Fun MySQL fact of the day: chaos without ORDER BY

2019-02-28 21:36UTC

ANSI SQL-92 states that the order of a result set in the absence of an ORDER BY is implementation specific. This means that the same query without an ORDER BY clause run n times may return rows in n different orders.

In MySQL/InnoDB, the implementation-specific behaviour (coincidentally, not as defined or documented, and subject to change) tends to be the order of records as they are sorted in the index from which they are queried. Because a query may use a different query plan on each execution, based on its own current statistics, two servers (or even connections) may run the same query with different query plans. And that means returning results in a different order.
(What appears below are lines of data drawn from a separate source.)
PR #2677, opened 2020-10-14
add jitter between monitoring exec agents for containers

sharanyad:
### Summary
Monitoring for exec agent processes is done for tasks that have exec enabled every 15 minutes. To make sure all the exec containers do not synchronize on calling the inspect / restart agent docker API(thereby stressing docker), adding a jitter with a max sleep time of half of monitor interval for the containers. 

### Testing

N/A

### Licensing

### DIFF
--- a/agent/engine/docker_task_engine.go
+++ b/agent/engine/docker_task_engine.go
@@ -299,6 +299,12 @@ func (engine *DockerTaskEngine) monitorExecAgentRunning(ctx context.Context,
 		seelog.Errorf("Task engine [%s]: Could not retrieve docker id for container", task.Arn)
 		return
 	}
+	// Sleeping here so that all the containers do not call inspect/start exec agent process
+	// at the same time.
+	// The max sleep is 50% of the monitor interval to allow enough buffer time
+	// to finish monitoring.
+	// This is inspired from containers streaming stats from Docker.
+	time.Sleep(retry.AddJitter(time.Nanosecond, engine.monitorExecAgentsInterval/2))
 	_, err = engine.execCmdMgr.RestartAgentIfStopped(ctx, engine.client, task, c, dockerID)
 	if err != nil {
 		seelog.Errorf("Task engine [%s]: Failed to restart ExecCommandAgent Process for container [%s]: %v", task.Arn, dockerID, err)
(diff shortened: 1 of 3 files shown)


agent/engine/docker_task_engine.go
```diff
@@ -299,6 +299,12 @@ func (engine *DockerTaskEngine) monitorExecAgentRunning(ctx context.Context,
 		seelog.Errorf("Task engine [%s]: Could not retrieve docker id for container", task.Arn)
 		return
 	}
+	// Sleeping here so that all the containers do not call inspect/start exec agent process
+	// at the same time.
+	// The max sleep is 50% of the monitor interval to allow enough buffer time
+	// to finish monitoring.
+	// This is inspired from containers streaming stats from Docker.
+	time.Sleep(retry.AddJitter(time.Nanosecond, defaultMonitorExecAgentsInterval/2))
```
angelcar, line 307: let's use `engine.monitorExecAgentsInterval` instead. I think using the default time will break the test monitor unit tests

angelcar (changes requested):

agent/engine/execcmd/manager_start_linux.go
```diff
@@ -46,7 +46,7 @@ func (m *manager) RestartAgentIfStopped(ctx context.Context, client dockerapi.Do
 		return NotRestarted, nil
 	}
 	res, err := m.inspectExecAgentProcess(ctx, client, execMD)
-	if err != nil {
+	if err != nil || res == nil {
```
fierlion, line 49: curious how we end up with a nil res?  I'm looking at the inspectExecAgentProcess function: https://github.com/aws/amazon-ecs-agent/blob/feature/ecs_exec/agent/engine/execcmd/manager_start_linux.go#L67

did you encounter this case?

fierlion (approved):

fierlion (approved):

agent/engine/execcmd/manager_start_linux.go
sharanyad: ended up finding a goroutine from integ test that was panicking because response was nil :)

angelcar (approved):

Quirky, sure, and in many cases, meh! But in one where it does matter, the results can be utterly disastrous: statement-based replication. Let's think about why: if you issue a DELETE ... LIMIT n on a master database (or even an UPDATE ... WHERE (... LIMIT)), you are at the whim of the query planner to decide which rows get deleted (maybe the first n on the PRIMARY index). When the same statement gets run on the replica, you are once again at the whim of the query planner (maybe there, the first n records based off the user_id are deleted). Next thing you know, your master and all of your replicas are out of sync, and you've suffered major data loss (or worse).

This is one of several reasons why MySQL 5.7.7 and above default to ROW based replication, which is not susceptible to this fun little quirk. Still, ROW based replication has its own quirks, but those are fun facts for another day.